Saturday, October 03, 2009

Typhoons Ondoy and Pepeng: Free PDF download “Where is God When Things Go Wrong?”

You can help the victims of last week’s Typhoon Ondoy and Typhoon Pepeng (still devastating northern Philippines) through the Philippine National Red Cross. (The 2:54 mark of this YouTube video shows the damage done to UERM, a medical school in Sta. Mesa, Manila, and the dramatic rescue of a female doctor being swept away by the flood.)



As most of you know, personally experienced or can see in the video above, Typhoons Ondoy and Pepeng and the widespread floods last weekend brought widespread destruction in the Philippines. I was trapped in the second floor of our house for two days (Saturday and Sunday), with the water inside our house reaching up to over seven feet high.

One good thing, I was able to save our one year old Rottweiler from drowning. Our cat Angelica even survived; how she managed I don’t know how. I wrote about this cat in Relationships, social isolation. heart disease, premature death and a cat named Angelica my Salt and Light blog.

I have been busy the last few days cleaning up the house, and I feel about to go down sick.


The e-mails asking for legal information from visitors to www.familymatters.org.ph and the comments posted in this blog have piled up. I will be able to answer them in about a week’s time.

Free PDF download “Where is God When Things Go Wrong?”

Where is God When Things Go Wrong?” by evangelist and apologist John Blanchard is a free PDF booklet to download from David Legge's www.preachtheword.com and by kind permission of www.evangelicalpress.org (Note: This download is for personal use only and should not be printed or copied. The book can be ordered singly or in bulk from Evangelical Press.)

Excerpts:

Why should issues of good and evil, or human suffering, cause any problems? If the British philosopher Bertrand Russell was right to dismiss man as ‘a curious accident in a backwater’, why should it matter in the least whether lives are ended slowly or suddenly, peacefully or painfully, one by one or en masse? If the Oxford professor Peter Atkins, another dogmatic atheist, is right to call mankind ‘just a bit of slime on a planet’, why should we be remotely concerned at the systematic slaughter of six million Jews or half a million Rwandans? Are we traumatized when we see slime trodden on or shoveled down a drain? The whole world wept over the destruction and death brought about by the tsunami in the Indian Ocean, but why not have the same anguish over the fate of beetles or bacteria, rats or reptiles? If human beings are simply the result of countless chemical and biological accidents, how can they have any personal value, and why should we turn a hair if dictatorial regimes or natural disasters dispose of them by the million? The same applies to violence or bloodshed on a personal or limited basis. If we are nothing more than biological flukes, with no meaningful origin or destiny, why should the way we treat each other matter more than the way other creatures behave?

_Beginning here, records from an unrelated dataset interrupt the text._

PR #7045, opened 2022-11-04
Desktop: Fixes #7036: Fix pasting plain text

wh201906:
Fixes #7036
This problem is introduced in #6901. I replaced `event.clipboardData.getData('text/html')` with  `clipboard.readHTML()` to fix . #6257 because the former introduces a lot of unnecessary HTML content like `<html>` and `<body>`, which is not supported by `editor.insertContent()`.
However, when pasting the formatted text with `Ctrl+Shift+V`, the `event.clipboardData.getData('text/html')` returns an empty string to indicate that the user wants to paste the plain text only. But `clipboard.readHTML()` ignores the shortcut. This is why #7036 occurs.
To fix this, I use `event.clipboardData.getData('text/html')` to detect whether the user want to paste the formatted text or not, then use `clipboard.readHTML()` to get the actual formatted text.

PR #7751, opened 2023-02-09
Desktop: Allow 'Paste as Text' on the Rich Text Editor

pedr:
This functionality should be helpful when the user has copied some content from a webpage and doesn't want the original style to be pasted over inside the Rich Text Editor. It will be helpful in these cases because the user will not have to manually remove the styles from the content.

On this PR I'm:

- Creating a new option inside the Edit menu `Paste as text`
- Creating a new NoteEditor Command `pasteAsText`
- Modifying the TinyMCE component to intercept the `pasteAsText` command and execute the functionality

Screenshot from 2023-02-09 16-48-22

## Testing:

I didn't create any automated tests, but I'm open to suggestions on how to add to this case. I think something we could do is to refactor the `useImperactiveHandler` as a custom hook, making it possible to add tests only to this part of the component, for now.

https://github.com/laurent22/joplin/blob/8c2060efbaf3103cd32c4c3b5b653e56027882b5/packages/app-desktop/gui/NoteEditor/NoteBody/TinyMCE/TinyMCE.tsx#L183

Manual testing:

- If the Markdown Editor is active, the option should be disabled (since it would not be clear if the user pasting as text would want to remove Markdown or HTML tags)
- If the Rich Text Editor is active, the option should be enabled
- If the copied content is only one paragraph long (meaning, it does not have new lines in between) the content should be "inlined" where the cursor is.
- If the content has multiple paragraphs, the content will be pasted as plain text, but each paragraph on its own line
- If the copied content includes an image, the image will be pasted as the alt text supplied
- if the copied content is only an image, the pasted content will be nothing


pedr:

wh201906:
If I remember it correctly the `Ctrl+Shift+V` is also for "Paste as Text".
#7045

tomasz1986:
> If I remember it correctly the `Ctrl+Shift+V` is also for "Paste as Text". #7045

This is true. Wouldn't it be possible for the command to simply pass `Ctrl+Shift+V` (or whatever the OS uses, e.g. on macOS it appears to be `Option+Shift+Command+V`) to the application and let the OS handle it instead of trying to reinvent the wheel?

Having the command itself available in plain sight is still useful, e.g. for a) average users who aren't aware of any advanced keyboard shortcuts or b) touch screen devices with no physical keyboard attached (which applies to myself too). It's good for accessibility also (as there are people who simply can't use a physical keyboard due to disabilities and such).

wh201906:
Yeah that's true.

laurent22:
> Having the command itself available in plain sight is still useful, e.g. for a) average users who aren't aware of any advanced keyboard shortcuts or b) touch screen devices with no physical keyboard attached (which applies to myself too). It's good for accessibility also (as there are people who simply can't use a physical keyboard due to disabilities and such).

Exactly, this is the main reason we have this. Some users know about Ctrl+Shift+V but not everybody, so having it as an option helps

laurent22:
Seems to work fine @pedr, thank you. However I see there's already a `pasteAsPlainText()` function in that component, could you re-use it please?

Also could you try to associate a Ctrl+Shift+V shortcut with this command and see if it still works? It's handled natively on Windows and Linux so we need to check that it didn't break if we associate a shortcut

pedr:
I made the suggested modifications. 

I moved the `pasteAsPlainText` function out of the hook it was declared to become accessible to other parts of the components. I wasn't sure, in this case, if it was better to move the function `pasteAsPlainText` outside of the React component and pass `editor` as a parameter or just create a plain function wrapped in a `useCallback`, so I end up opting in for the second option.

I also added the shortcuts and tested them in my Ubuntu system, when you use `Ctrl+Shift+V` the `onPaste` function is called without the `text/html` format, which end up with a result similar to the Paste as text button. I don't have a Mac, so I couldn't test on that machine.

One thing I noticed that is different between the OS shortcut and the Paste as Text button is that when you copy an image, without any other HTML, the `Ctrl+Shift+V` will paste the image, while the Paste as Text will not. This happens because when the Ctrl+Shift+V is pressed the `onPaste` function is called and it is set up to handle images. 

I could make some modifications for the Paste as text button to have the same behavior, by mocking a ClipboardEvent and calling the `onPaste` function in the `pasteAsText` handler instead of the `pasteAsPlainText` function, but I didn't think it would be necessary, but I'm open to suggestions.

laurent22:
> One thing I noticed that is different between the OS shortcut and the Paste as Text button is that when you copy an image, without any other HTML, the `Ctrl+Shift+V` will paste the image, while the Paste as Text will not. This happens because when the Ctrl+Shift+V is pressed the `onPaste` function is called and it is set up to handle images.

That's a good point, and I think we should have the same behaviour for the shortcut and menu item. Could you setup to also call onPaste then?

pedr:
I made the change to make the `onPaste` function work with the new pasteAsText command. For that I created a function that generates a synthetic clipboard event, filtering out any formats that are `text/html`. I'm sending this Event with the clipboard data because the `onPaste` uses the `event.clipboardData` to choose if should render the clipboard content as HTML or plain text.

laurent22:
Thanks for the update @pedr. The createSyntheticEvent thing feels a bit like a hack but I can see how you got there, as it means we don't need to change too much to the existing logic, so that's reasonable. One problem though: there's now two onPaste functions in your code - I assume you want to remove one?

pedr:
I guess in this case would have been better if I had refactored the onPaste function instead of just complying with the existing code, do you think I should still do this on this PR?

laurent22:
We can't leave it as it is in this pull request, because now there two onPaste functions:

Here: https://github.com/laurent22/joplin/blob/fb977013788f3b287f2a547402500d9e98f71c4f/packages/app-desktop/gui/NoteEditor/NoteBody/TinyMCE/TinyMCE.tsx#L1056

And here: https://github.com/laurent22/joplin/blob/fb977013788f3b287f2a547402500d9e98f71c4f/packages/app-desktop/gui/NoteEditor/NoteBody/TinyMCE/TinyMCE.tsx#L200

So I don't know the details, but one of them has to go, and perhaps it indeed means refactoring something.

pedr:
@laurent22
I removed the duplicated function and made changes to enable the Paste as Text option in the right-click. 

To be able to Paste as Text from the context menu I added a new property to the ContextMenuOptions that sends an event to the text editor (so I made changes in other files that use this type too).
https://github.com/laurent22/joplin/blob/1c200c3b66fda0e1729a3c2da1f370efe7c76ae9/packages/app-desktop/gui/NoteEditor/NoteBody/TinyMCE/utils/useContextMenu.ts#L68-L83

I also added a new event handler to the editor called `pasteAsText` because I couldn't find a way to create the `editor.fire('paste')` with a clipboard event (I think it might not be possible). The new event is just a proxy for calling `onPaste` with the `createSyntheticClipboardEventWithoutHTML` as an argument and calling `onChangeHandler` afterward.

https://github.com/laurent22/joplin/blob/1c200c3b66fda0e1729a3c2da1f370efe7c76ae9/packages/app-desktop/gui/NoteEditor/NoteBody/TinyMCE/TinyMCE.tsx#L1085-L1096

I don't understand why, but without `onChangeHandler` each time "Paste as text" option was called from the Context Menu, it would be triggered 3 more times in the next call, like if we were adding a new event handler without removing the old ones.

If you think the implementation is a little confusing I can revert the last commit.

laurent22:
@pedr, just to keep thing clearer, could you keep your context menu changes but put them in a separate pull request please? I think your other changes are good to merge, and we can deal with the rest in a separate PR

packages/lib/services/KeymapService.ts
```diff
@@ -23,6 +23,7 @@ const defaultKeymapItems = {
 		{ accelerator: 'Cmd+C', command: 'textCopy' },
 		{ accelerator: 'Cmd+X', command: 'textCut' },
 		{ accelerator: 'Cmd+V', command: 'textPaste' },
+		{ accelerator: 'Option+Shift+Cmd+V', command: 'pasteAsText' },
```
laurent22: That should be Cmd+Shift+V actually

laurent22 (commented):
Just one last tweak and it's good to merge

pedr:
I'm sorry, Laurent, I end up changing the code again. When I was doing some tests with the Context Menu implementation I realized that instead of moving the `onPaste` function outside of the `useEffect` I could just call the fire event from the editor.

https://github.com/laurent22/joplin/blob/5877a77c4e6df97a4146bbfd50cb1273d3f96329/packages/app-desktop/gui/NoteEditor/NoteBody/TinyMCE/TinyMCE.tsx#L273

https://github.com/laurent22/joplin/blob/5877a77c4e6df97a4146bbfd50cb1273d3f96329/packages/app-desktop/gui/NoteEditor/NoteBody/TinyMCE/TinyMCE.tsx#L1083-L1087

https://github.com/laurent22/joplin/blob/5877a77c4e6df97a4146bbfd50cb1273d3f96329/packages/app-desktop/gui/NoteEditor/NoteBody/TinyMCE/TinyMCE.tsx#L1092

I think this is a improvement over the last version since:
- it doesn't lose the git history of the `onPaste` which could be helpful in a future refactor of this function
- it brings code that is similar closer together
- makes it simpler since we don't have to wrap functions over useCallback

I also fixed the hotkey for paste as text in macos:
https://github.com/laurent22/joplin/blob/5877a77c4e6df97a4146bbfd50cb1273d3f96329/packages/lib/services/KeymapService.ts#L26

laurent22:
It's a cleaner solution indeed, and more consistent with the rest of the code. It all looks good now so let's merge. Thanks @pedr!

How can we jump from atoms to ethics and from molecules to morality? If we are merely genetically programmed machines, how can we condemn anything as being ‘evil’, or commend anything as being ‘good’? Why should we be concerned over issues of justice or fairness, or feel any obligation to treat other ‘machines’ with dignity or respect? When people respond to tragedy by asking, ‘How can there be a just God?’ their question is logically flawed, as without him words like ‘just’ and ‘unjust’ are purely matters of personal opinion.